Eleven Commandments.
Louisiana's law mandates a specific text. Not from Exodus, or Deuteronomy, but from the Fraternal Order of Eagles. They used a KJV-sounding pastiche adapted from the Bible and paraphrased by a Minnesota juvenile court judge in the 1950s.
It's not the Bible. It's the Eagles.
So, even within Christianity, the Ten Commandments aren't precisely the same across traditions — the text is translated and even *numbered* differently.
This law appears to mandate the KJV version — a Bible translation entire Christian traditions reject. apnews.com/article/loui...
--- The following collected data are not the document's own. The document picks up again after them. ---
PR #941, opened 2016-06-23
Fix weird error message on should_not validate_inclusion_of(:attribute) fixes #939

### LINKED ISSUE #939: Weird error message on should_not validate_inclusion_of(:attribute)
Scenario

> Model
> - validates :attribute, inclusion: { in: 1940..Date.today.year, allow_nil: true}, on: :update

And on test file

> model_spec.rb
> it { should_not validate_inclusion_of(:birth_year).on(:create) }

After I run the test, it passes, but I get a weird output on console using doc format

> example at ./spec/models/model_spec.rb:<a line number> (Got an error when generating description from matcher: NoMethodError: undefined method `many?' for nil:NilClass -- <path to gems on rvm>/shoulda-matchers-3.1.1/lib/shoulda/matchers/active_model/validate_inclusion_of_matcher.rb:365:in`simple_description')

For me, looks like a simple fix, but I couldn't find the proper place for the fix. If you could guide me to it, I can send a PR for this too.

gmmcal:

> Not from Exodus, or Deuteronomy
Maybe that's so the GOP SCOTUS justices can ultimately say with a straight face that "The text is not a quote directly from the Bible therefore..." in their homily-laden, 6-3 winning ruling.
We go from "this isn't truly a machine gun" to "this isn't truly the Bible."
Yeah, my thought as I read this really interesting history was "DON'T GIVE EM ANY IDEAS."
I can imagine the GOP justices saying in private: libraries & public transportation aren't in the bible. In public they say also not in the constitution. So any federal funding of ANYTHING is in question. If they want to they go originalism - trains were created ~40 years after the constitution.